IB is fine, but if you want some serious output, midbass enclosure is the way to go. If you could fit a pair of 8NDL51 in about 1cf net, tuned to 60hz, that would absolutely jam. Or a single Pyle PCW10S:

PylePro - PCW10S - 10'' High Power High Performance Midbass

Shallow as **** (~3.1"), 100db sens, 60hz Fs, 3 ohms, and cheap. There's an 8" version too but I think the Fs is quite a bit higher. Always wanted to play around with the Pyles, just cuz they look like fun and the specs got me curious. Anyway, just thinking out loud...


----------



## cajunner

I think the difference is mainly non-pistonic activity from the JBL, which ties into the psychoacoustics of live sound and how the cone cry parts introduce distortion that makes the sound more "live" like that of an actual performance, the parts of the sound the microphone didn't capture in it's attempt.

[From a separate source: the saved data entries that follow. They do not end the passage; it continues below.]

PR #1352, opened 2017-08-03
- Implement KillJobApplication for YARN jobs. Implementation of this …

acraghav:
…API involves in

  acctepting application id and invoking REST API to POST the state for the application
  to KILLED. This forces RM to unregister this application and move the running application
  to KILLED state.

JIRA:
  [REEF-1838](https://issues.apache.org/jira/browse/REEF-1838)

Pull Request:
  This closes #

PR #1363, opened 2017-08-10
[REEF-1838] Add API to Kill Yarn Job Application from .Net client

jwang98052:
* Add API in IYarnREEFClient
* Implement in YarnClient and YarnREEFClient
* The  code is from #1352 and implemented on top of the latest interface change

JIRA: [REEF-1838](https://issues.apache.org/jira/browse/REEF-1838)
This closes #

### DIFF
--- a/lang/cs/Org.Apache.REEF.Client/YARN/IYarnREEFClient.cs
+++ b/lang/cs/Org.Apache.REEF.Client/YARN/IYarnREEFClient.cs
@@ -36,13 +36,11 @@ namespace Org.Apache.REEF.Client.YARN
         Task<IReadOnlyDictionary<string, IApplicationReport>> GetApplicationReports();
 
         /// <summary>
-        /// Kills the job application and returns Job status
-        /// If application id is invalid, or application has been completed throw InvalidOperationException.
-        /// If rest request is not accepted, throw YarnRestAPIException.
+        /// Kills the job application
         /// </summary>
         /// <param name="appId">Application id to kill.</param>
-        /// <returns>It returns the Job Final State.</returns>
+        /// <returns>Returns true if the application is killed otherwise return false.</returns>
         [Unstable("0.17", "Working in progress for rest API status returned")]
-        Task<FinalState> KillJobApplication(string appId);
+        bool KillJobApplication(string appId);
     }
 }
--- a/lang/cs/Org.Apache.REEF.Client/YARN/IYarnREEFClient.cs
+++ b/lang/cs/Org.Apache.REEF.Client/YARN/IYarnREEFClient.cs
@@ -36,9 +36,10 @@ namespace Org.Apache.REEF.Client.YARN
         Task<IReadOnlyDictionary<string, IApplicationReport>> GetApplicationReports();
 
         /// <summary>
-        /// Kills the job application and return Job status
+        /// Kills the job application and returns Job status
+        /// If Application Id is invalid or application has been completed, exception will be thrown.
         /// </summary>
-        /// <param name="appId"></param>
+        /// <param name="appId">Application id to kill.</param>
         /// <returns></returns>
         [Unstable("0.17", "Working in progress for rest API status returned")]
         Task<FinalState> KillJobApplication(string appId);
--- a/lang/cs/Org.Apache.REEF.Client/YARN/IYarnREEFClient.cs
+++ b/lang/cs/Org.Apache.REEF.Client/YARN/IYarnREEFClient.cs
@@ -37,10 +37,11 @@ namespace Org.Apache.REEF.Client.YARN
 
         /// <summary>
         /// Kills the job application and returns Job status
-        /// If Application Id is invalid or application has been completed, exception will be thrown.
+        /// If application id is invalid, or application has been completed throw InvalidOperationException.
+        /// If rest request is not accepted, throw YarnRestAPIException.
         /// </summary>
         /// <param name="appId">Application id to kill.</param>
-        /// <returns></returns>
+        /// <returns>It returns the Job Final State.</returns>
         [Unstable("0.17", "Working in progress for rest API status returned")]
         Task<FinalState> KillJobApplication(string appId);
     }
--- a/lang/cs/Org.Apache.REEF.Client/YARN/IYarnREEFClient.cs
+++ b/lang/cs/Org.Apache.REEF.Client/YARN/IYarnREEFClient.cs
@@ -18,6 +18,7 @@
 using System.Collections.Generic;
 using System.Threading.Tasks;
 using Org.Apache.REEF.Client.API;
+using Org.Apache.REEF.Client.YARN.RestClient.DataModel;
 using Org.Apache.REEF.Utilities.Attributes;
 
 namespace Org.Apache.REEF.Client.YARN
@@ -33,5 +34,13 @@ namespace Org.Apache.REEF.Client.YARN
         /// <returns></returns>
         [Unstable("0.17", "Working in progress for rest API id returned")]
         Task<IReadOnlyDictionary<string, IApplicationReport>> GetApplicationReports();
+
+        /// <summary>
+        /// Kills the job application and return Job status
+        /// </summary>
+        /// <param name="appId"></param>
+        /// <returns></returns>
+        [Unstable("0.17", "Working in progress for rest API status returned")]
+        Task<FinalState> KillJobApplication(string appId);
     }
 }
--- a/lang/cs/Org.Apache.REEF.Client/YARN/IYarnREEFClient.cs
+++ b/lang/cs/Org.Apache.REEF.Client/YARN/IYarnREEFClient.cs
@@ -36,11 +36,11 @@ namespace Org.Apache.REEF.Client.YARN
         Task<IReadOnlyDictionary<string, IApplicationReport>> GetApplicationReports();
 
         /// <summary>
-        /// Kills the job application
+        /// Kills the application with specified application id.
         /// </summary>
         /// <param name="appId">Application id to kill.</param>
         /// <returns>Returns true if the application is killed otherwise return false.</returns>
         [Unstable("0.17", "Working in progress for rest API status returned")]
-        bool KillJobApplication(string appId);
+        Task<bool> KillApplication(string appId);
     }
 }
--- a/lang/cs/Org.Apache.REEF.Client/YARN/RESTClient/IYarnRMClient.cs
+++ b/lang/cs/Org.Apache.REEF.Client/YARN/RESTClient/IYarnRMClient.cs
@@ -65,19 +65,17 @@ namespace Org.Apache.REEF.Client.Yarn.RestClient
 
         /// <summary>
         /// Kills the application asynchronous.
-        /// If application id is invalid, or application has been completed throw InvalidOperationException.
-        /// If rest request is not accepted, throw YarnRestAPIException.
         /// </summary>
         /// <param name="appId">The application identifier.</param>
-        void KillApplicationAsync(string appId);
+        /// <returns>Returns true if the application is killed otherwise return false.</returns>
+        Task<bool> KillApplicationAsync(string appId);
 
         /// <summary>
         /// Kills the application asynchronous.
-        /// If application id is invalid, or application has been completed throw InvalidOperationException.
-        /// If rest request is not accepted, throw YarnRestAPIException.
         /// </summary>
         /// <param name="appId">The application identifier.</param>
         /// <param name="cancellationToken">The cancellation token.</param>
-        void KillApplicationAsync(string appId, CancellationToken cancellationToken);
+        /// <returns>Returns true if the application is killed otherwise returns false.</returns>
+        Task<bool> KillApplicationAsync(string appId, CancellationToken cancellationToken);
     }
 }
--- a/lang/cs/Org.Apache.REEF.Client/YARN/RESTClient/IYarnRMClient.cs
+++ b/lang/cs/Org.Apache.REEF.Client/YARN/RESTClient/IYarnRMClient.cs
@@ -62,5 +62,18 @@ namespace Org.Apache.REEF.Client.Yarn.RestClient
         Task<Application> SubmitApplicationAsync(
             SubmitApplication submitApplicationRequest,
             CancellationToken cancellationToken);
+
+        /// <summary>
+        /// Kills the application asynchronous.
+        /// </summary>
+        /// <param name="appId">The application identifier.</param>
+        void KillApplicationAsync(string appId);
+
+        /// <summary>
+        /// Kills the application asynchronous.
+        /// </summary>
+        /// <param name="appId">The application identifier.</param>
+        /// <param name="cancellationToken">The cancellation token.</param>
+        void KillApplicationAsync(string appId, CancellationToken cancellationToken);
     }
 }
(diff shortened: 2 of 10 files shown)


lang/cs/Org.Apache.REEF.Client/YARN/IYarnREEFClient.cs
```diff
@@ -33,5 +34,13 @@ public interface IYarnREEFClient : IREEFClient
...
         [Unstable("0.17", "Working in progress for rest API id returned")]
         Task<IReadOnlyDictionary<string, IApplicationReport>> GetApplicationReports();
+
+        /// <summary>
+        /// Kills the job application and return Job status
+        /// </summary>
+        /// <param name="appId"></param>
+        /// <returns></returns>
+        [Unstable("0.17", "Working in progress for rest API status returned")]
+        Task<FinalState> KillJobApplication(string appId);
```
markusweimer: How does this behave if `appId` is invalid or refers to a job that never existed or has already ended?

lang/cs/Org.Apache.REEF.Client/YARN/RESTClient/IYarnRMClient.cs
```diff
@@ -62,5 +62,18 @@ internal interface IYarnRMClient
...
+        /// </summary>
+        /// <param name="appId">The application identifier.</param>
+        void KillApplicationAsync(string appId);
+
+        /// <summary>
+        /// Kills the application asynchronous.
+        /// </summary>
+        /// <param name="appId">The application identifier.</param>
+        /// <param name="cancellationToken">The cancellation token.</param>
+        void KillApplicationAsync(string appId, CancellationToken cancellationToken);
```
markusweimer: Same as above: What's the semantics of this call under common conditions?

lang/cs/Org.Apache.REEF.Examples.HelloREEF/HelloTask.cs
```diff
@@ -16,6 +16,7 @@
 // under the License.
 
 using System;
+using System.Threading;
```
tcNickolas: Is this change necessary?

lang/cs/Org.Apache.REEF.Examples.HelloREEF/HelloREEFYarn.cs
```diff
@@ -115,6 +114,17 @@ private void LogApplicationReport()
         }
 
         /// <summary>
+        /// Kill Job Application.
+        /// </summary>
+        /// <param name="appId"></param>
+        private void KillJobApplication(string appId)
```
motus: Why do we need that method in HelloREEF? Where is it called from?

lang/cs/Org.Apache.REEF.Client/YARN/IYarnREEFClient.cs
jwang98052: If AppId is invalid, or if the application has completed,  exception will be thrown from the rest call. We can add code to catch the exception, log it, but I would still like to throw it to the caller for caller to get details of the failure. The reason of the failure is wrapped in the exception details thrown from Yarn.

lang/cs/Org.Apache.REEF.Client/YARN/RESTClient/IYarnRMClient.cs
jwang98052: Same

lang/cs/Org.Apache.REEF.Examples.HelloREEF/HelloTask.cs
jwang98052: Forgot to remove after testing.

lang/cs/Org.Apache.REEF.Examples.HelloREEF/HelloREEFYarn.cs
jwang98052: I called it after submitting the job in testing and removed call. I can leave the all and comment it out to show an example for the client.

motus: It is a bit confusing to have that method in a user example - and or C# version of HelloREEF is already quite long for a hello world application IMO. I would remove it from HelloREEF and write a separate unit test to check that kill actually works.

motus:
Also, what do we do with PR #1352? It apparently implements the same functionality.

jwang98052:
@motus, This PL is built on IYarnREEFClient interface we introduced, with bug fixes and testing added that will replace  #1352 which should be closed.

jwang98052:
I have pushed the update. Please have another look.

lang/cs/Org.Apache.REEF.Examples.HelloREEF/HelloREEFYarn.cs
jwang98052: We don't run .Net test on Yarn. To avoid polluting simple HelloREEF, this is called HellREEFYarn, that contains more Yarn related API calls. It also shows user an example for how to call those APIs.

lang/cs/Org.Apache.REEF.Examples.HelloREEF/HelloREEFYarn.cs
```diff
@@ -115,6 +121,39 @@ private void LogApplicationReport()
...
+        {
+            try
+            {
+                var state = _reefClient.KillJobApplication(appId);
+                Logger.Log(Level.Info, "Application killed with state: ", state);
+            }
+            catch (Exception e)
+            {
+                Logger.Log(Level.Error, "Fail to kill Application with exception:", e);
```
markusweimer: Why is it safe to swallow this exception? Shouldn't the program crash here? Or, if the kill can fail, shouldn't the call return a `boolean` whether or not it succeeded?

lang/cs/Org.Apache.REEF.Client/YARN/IYarnREEFClient.cs
markusweimer: I'd prefer for us to make that a bit more user friendly. Maybe catch the exceptions and throw them in a `ApplicationKillFailedException` or so that one can interrogate as to why it failed?

lang/cs/Org.Apache.REEF.Client/YARN/IYarnREEFClient.cs
```diff
@@ -33,5 +34,14 @@ public interface IYarnREEFClient : IREEFClient
...
         Task<IReadOnlyDictionary<string, IApplicationReport>> GetApplicationReports();
+
+        /// <summary>
+        /// Kills the job application and returns Job status
+        /// If Application Id is invalid or application has been completed, exception will be thrown.
+        /// </summary>
+        /// <param name="appId">Application id to kill.</param>
+        /// <returns></returns>
+        [Unstable("0.17", "Working in progress for rest API status returned")]
+        Task<FinalState> KillJobApplication(string appId);
```
markusweimer: As I said in the separate comment: This needs some error conditions. Specifically, define the `returns` in the xml doc and define what exceptions are thrown by this method.

lang/cs/Org.Apache.REEF.Examples.HelloREEF/HelloREEFYarn.cs
```diff
@@ -95,10 +96,15 @@ private void Run()
                 .Build();
 
             var result = _reefClient.SubmitAndGetJobStatus(helloJobRequest);
-
             LogApplicationReport();
+
+            //// This is to test Kill Job Application
+            //// KillJobApplication(result.AppId);
+
+            LogApplicationReport(result.AppId);
```
motus: So we call `LogApplicationReport()` twice?

lang/cs/Org.Apache.REEF.Examples.HelloREEF/HelloREEFYarn.cs
```diff
@@ -115,6 +121,39 @@ private void LogApplicationReport()
...
+        /// Get application report and log for given appId
+        /// </summary>
+        private void LogApplicationReport(string appId)
+        {
+            Logger.Log(Level.Info, "Getting Application report...");
+            var apps = _reefClient.GetApplicationReports().Result;
+            Logger.Log(Level.Info, "Got Application report: {0}", apps.Count);
+            IApplicationReport report;
+            apps.TryGetValue(appId, out report);
+            if (report != null)
```
motus: replace lines 131-133 with
```C#
if (apps.TryGetValue(appId, out var report))
{
    // ...
```

motus: (Can check for logging level as well)

lang/cs/Org.Apache.REEF.Examples.HelloREEF/HelloREEFYarn.cs
jwang98052: It was to check the app status after killing it. Also to test LogApplicationReport with appId. previous call doesn't have appId. As KillJobApplication() is commented. I can remove this call.

lang/cs/Org.Apache.REEF.Examples.HelloREEF/HelloREEFYarn.cs
jwang98052: Right, should directly use if (apps.TryGetValue(appId, out var report))...

What do you mean check logging level? I noticed in Java code, we specify log level in Log(...), we also check if log level is ..., then log. But in C#, we usually don't do it. Because if the current log level is lower than the one in log statement, it won't be logged.

lang/cs/Org.Apache.REEF.Examples.HelloREEF/HelloREEFYarn.cs
jwang98052: The catch can be removed. It is up to the client how they want to handle the exception.

lang/cs/Org.Apache.REEF.Client/YARN/IYarnREEFClient.cs
jwang98052: Done

jwang98052:
@motus Have addressed review comments and pushed the change. Thanks!

lang/cs/Org.Apache.REEF.Client/YARN/IYarnREEFClient.cs
```diff
@@ -36,13 +36,11 @@ public interface IYarnREEFClient : IREEFClient
...
-        /// If application id is invalid, or application has been completed throw InvalidOperationException.
-        /// If rest request is not accepted, throw YarnRestAPIException.
+        /// Kills the job application
         /// </summary>
         /// <param name="appId">Application id to kill.</param>
-        /// <returns>It returns the Job Final State.</returns>
+        /// <returns>Returns true if the application is killed otherwise return false.</returns>
         [Unstable("0.17", "Working in progress for rest API status returned")]
-        Task<FinalState> KillJobApplication(string appId);
+        bool KillJobApplication(string appId);
```
motus: Just a question: can one REEF client be connected to more than one YARN application at the same time? If it cannot, I don't understand why the user should specify an `appId` explicitly in the kill call.

motus: Also, I've just realized how confusing the method name is. Do we kill a **job**, or an **application**, or an application for a job? maybe just call it `.KillJob()`?

jwang98052: Theoretically one client can submit multiple applications. So we need to specify application id for the call.

jwang98052: It can be called KillApplication though.

jwang98052:
I have changed the API to return bool which indicate if kill is successful or not. I do think user need examples for Yarn related APIs. There are related questions asked by our clients again and again. have example would help a lot. 
Example usually shows happy scenarios. For test invalid cases, yes, we should put them into test cases. However, .Net now doesn't run test on Yarn as we still have some unresolved issues. We have REEF-1541 opened for it. Also Yarn cluster doesn't have test framework set up for running the .Net test. We should add more Yarn tests after the issues are resolved.

lang/cs/Org.Apache.REEF.Client/YARN/IYarnREEFClient.cs
motus: I am fine with `.KillApplication()` (or even just `.Kill()`).

lang/cs/Org.Apache.REEF.Client/YARN/IYarnREEFClient.cs
```diff
@@ -33,5 +34,13 @@ public interface IYarnREEFClient : IREEFClient
...
         [Unstable("0.17", "Working in progress for rest API id returned")]
         Task<IReadOnlyDictionary<string, IApplicationReport>> GetApplicationReports();
+
+        /// <summary>
+        /// Kills the job application
+        /// </summary>
+        /// <param name="appId">Application id to kill.</param>
+        /// <returns>Returns true if the application is killed otherwise return false.</returns>
+        [Unstable("0.17", "Working in progress for rest API status returned")]
+        bool KillJobApplication(string appId);
```
markusweimer: As discussed elsewhere, this should probably be renamed to `Kill` or `KillApplication`. Also, the documentation should be updated to reflect that.

markusweimer: Would it make sense to make this method `async`?

lang/cs/Org.Apache.REEF.Client/YARN/RESTClient/YarnClient.cs
```diff
@@ -145,6 +146,46 @@ internal sealed partial class YarnClient : IYarnRMClient
...
+        /// </summary>
+        /// <param name="appId">The application identifier.</param>
+        /// <param name="cancellationToken">The cancellation token.</param>
+        /// <returns>Returns true if the application is killed otherwise returns false.</returns>
+        /// <exception cref="YarnRestAPIException"></exception>
+        public async Task<bool> KillApplicationAsync(string appId, CancellationToken cancellationToken)
+        {
+            try
+            {
+                var killApplication = new KillApplication();
```
markusweimer: Maybe use an object initializer here?

lang/cs/Org.Apache.REEF.Client/YARN/IYarnREEFClient.cs
jwang98052: yes

lang/cs/Org.Apache.REEF.Client/YARN/RESTClient/YarnClient.cs
jwang98052: sure

lang/cs/Org.Apache.REEF.Client/YARN/IYarnREEFClient.cs
jwang98052: changed

lang/cs/Org.Apache.REEF.Client/YARN/IYarnREEFClient.cs
jwang98052: renamed

jwang98052:
@motus @markusweimer Have addressed your review comments and pushed in the change.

the better the cone the less cone cry and the more behaved in response, so the less like live sound.

SE drivers are towards this end, while the JBL exists to produce sheer output, the cone is paper and flexes easily, with a powerful motor behind it using a motor topology that wastes none of the electromotive forces on excursion-related, bass extension.

The further away you get from this design parameter, all the way to sandwich cones and pistonic response designs using 4 elements across the spectrum with crossovers, the less you introduce the live sound characteristic, and the closer you get to hi-fi.

some people don't need hi-fi as much as they need the visceral response, these are your less timid audio brethren, unafraid to experience the jarring, raw physicality of pro audio systems, your roller coaster riders of the audio realm..


but it takes all kinds. I like felt cones and soft domes with 1st order crossovers, too.


----------



## edzyy

mikey7182 said:


> Where'd you get these door panels? (Sorry, I deleted the pics for quotes' sake).
> 
> Are the driver locations already cut out or is it essentially a blank canvas? Does their design assume an IB install, or could these pods accomodate some type of sealed/ported enclosure? If you could fit and enclosure, I think a single ported 10" midbass or a pair of ported 8" midbass toward the back of the panel/pod, then a single 8" midrange up front would be suhweeeeet.
> 
> IB is fine, but if you want some serious output, midbass enclosure is the way to go. If you could fit a pair of 8NDL51 in about 1cf net, tuned to 60hz, that would absolutely jam. Or a single Pyle PCW10S:
> 
> PylePro - PCW10S - 10'' High Power High Performance Midbass
> 
> Shallow as **** (~3.1"), 100db sens, 60hz Fs, 3 ohms, and cheap. There's an 8" version too but I think the Fs is quite a bit higher. Always wanted to play around with the Pyles, just cuz they look like fun and the specs got me curious. Anyway, just thinking out loud...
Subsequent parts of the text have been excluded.